Crypto CurrencyNews

Andre Cronje's new KP3R token surges 2000% in hours

A newly launched token by Yearn Finance founder Andre Cronje has skyrocketed within hours of launch as degen farmers load up.

The new token called KP3R is for Cronje’s latest project called Keep3r Network which is a decentralized gig-style, smart contract powered marketplace for technical jobs.

Within hours of the token launch, traders and degen farmers had ‘aped’ into it causing prices to surge, topping out at over $180 a couple of hours ago according to Uniswap.info.

Trading on Uniswap started as low as $10 per token, but the momentum soon picked up sending it surging almost 2000% within hours. According to Coingecko, the new token already has a market capitalization of $35 million.

At the time of writing, the KP3R token was trading at $175, a monumental gain since launch, though would be investors should note it is a highly speculative bet which could result in a dump as has occurred with so many new token launches this year.

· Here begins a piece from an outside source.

PR #7394, opened 2026-03-30
Add --fail-on-prompt flag for strict non-interactive mode

### LINKED ISSUE #7390: Add --fail-on-prompt flag for strict non-interactive mode
## Summary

The move was noted by several crypto community members including Ethhub founder Anthony Sassano;

Some suggested that a rapid exit by Cronje could net him a monumental profit but he has repeatedly maintained that his intentions are more constructive, previously stating: “I don’t build for speculators.”

“I build for developers. My core goal is tooling, to enable other developers to easily be able to use/inherit templates I design and create products out of that.”

With the release of the Keep3r Network v1 contracts a few hours ago, the project is now live. It’s  designed to marry crypto projects with technical experts . The concept involves ‘Keepers,’ which are external persons and/or teams that execute a job, and ‘Jobs’ which is the term used to refer to smart contracts set up to get an external entity to perform an action.

The network will be powered by the new KP3R tokens which will be issued as rewards for job completion.

It was largely developed stealthily to prevent another rehash of the Eminence fiasco that resulted in $15 million in funds lost as degen farmers prematurely poured capital into experimental EMN contracts which were subsequently hacked.